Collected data
·····
PR #280, opened 2024-06-16
Feat/notification center

boranfurkan:
- Description:
- ClickUp links: https://app.clickup.com/t/86byxnvnw

I have implemented the notification centre component. It shows the revealable questions. If there are questions to be revealed red dot on notification bell image appears.


app/components/NotificationCenter/NotificationCenter.tsx
```diff
@@ -0,0 +1,175 @@
...
+        router.refresh();
+      },
+      revealTokenAmount,
+      id,
+    );
+  };
+
+  return (
+    <div className="w-max h-full flex items-center justify-center">
+      <button
```
AnteVuletic, line 76: This HTML should implement already created components for feed preview which are used in deck details and history

boranfurkan: I have no idea what are you talking about. Can you address the problem better?

AnteVuletic: In react you usually do not slap hundred lines of JSX into a component but you try to extrapolate logic into smaller chunks (components). Since the notification sidebar has a feed like the one mentioned in deck details in history you  should use those components to display the cards in this feed as well. With your implementation you're making it easier to have feed cards display different which  is not advisable as they're the same in the design as well and are obviously the same for a reason. You should try harder to reuse and expand functionality of existing components, this principle is called DRY (or Don't Repeat Yourself) you're obviously repeating lines of code and logic here by not using existing components available for you.


I've also implemented stories for these components so it's harder to miss that they're available these are the urls and the previews. 
http://localhost:6006/?path=/docs/cards-feed-question-card--docs
http://localhost:6006/?path=/docs/cards-reveal-feed-question-card--docs

image
image

This screenshot is what you need to implement?

image


If you compare these two why do you decide you need to rewrite this component from scratch in a block of JSX that's just slapped in here?

marvinmarnold: I appreciate your code reviews @AnteVuletic thanks

marvinmarnold:
@boranfurkan looks like a conflict popped up. I'll test this PR after conflict fixed.

boranfurkan:
> @boranfurkan looks like a conflict popped up. I'll test this PR after conflict fixed.

fixing it right now

boranfurkan:
> @boranfurkan looks like a conflict popped up. I'll test this PR after conflict fixed.

Resolved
·····
Each line above that has the word "marvinmarnold" must be copied.

marvinmarnold: I appreciate your code reviews @AnteVuletic thanks
marvinmarnold:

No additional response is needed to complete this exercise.